Set down the records again, keeping each line exactly as it is.

→ **Provided information**
-----
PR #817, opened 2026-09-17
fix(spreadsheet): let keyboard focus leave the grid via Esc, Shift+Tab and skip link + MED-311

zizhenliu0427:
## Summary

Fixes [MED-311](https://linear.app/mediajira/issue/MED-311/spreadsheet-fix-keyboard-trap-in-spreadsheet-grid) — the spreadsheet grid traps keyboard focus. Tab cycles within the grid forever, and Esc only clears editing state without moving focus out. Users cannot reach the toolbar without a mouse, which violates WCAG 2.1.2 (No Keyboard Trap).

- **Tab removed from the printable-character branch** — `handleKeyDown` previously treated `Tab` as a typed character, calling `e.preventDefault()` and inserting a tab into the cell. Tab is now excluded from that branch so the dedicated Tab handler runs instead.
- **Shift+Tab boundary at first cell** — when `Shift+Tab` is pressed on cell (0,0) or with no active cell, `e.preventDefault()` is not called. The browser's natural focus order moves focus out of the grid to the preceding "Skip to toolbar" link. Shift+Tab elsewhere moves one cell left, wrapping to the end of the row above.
-----
→ **Task solution**
PR #817, opened 2026-09-17
fix(spreadsheet): let keyboard focus leave the grid via Esc, Shift+Tab and skip link + MED-311

zizhenliu0427:
## Summary

Fixes [MED-311](https://linear.app/mediajira/issue/MED-311/spreadsheet-fix-keyboard-trap-in-spreadsheet-grid) — the spreadsheet grid traps keyboard focus. Tab cycles within the grid forever, and Esc only clears editing state without moving focus out. Users cannot reach the toolbar without a mouse, which violates WCAG 2.1.2 (No Keyboard Trap).

- **Tab removed from the printable-character branch** — `handleKeyDown` previously treated `Tab` as a typed character, calling `e.preventDefault()` and inserting a tab into the cell. Tab is now excluded from that branch so the dedicated Tab handler runs instead.
- **Shift+Tab boundary at first cell** — when `Shift+Tab` is pressed on cell (0,0) or with no active cell, `e.preventDefault()` is not called. The browser's natural focus order moves focus out of the grid to the preceding "Skip to toolbar" link. Shift+Tab elsewhere moves one cell left, wrapping to the end of the row above.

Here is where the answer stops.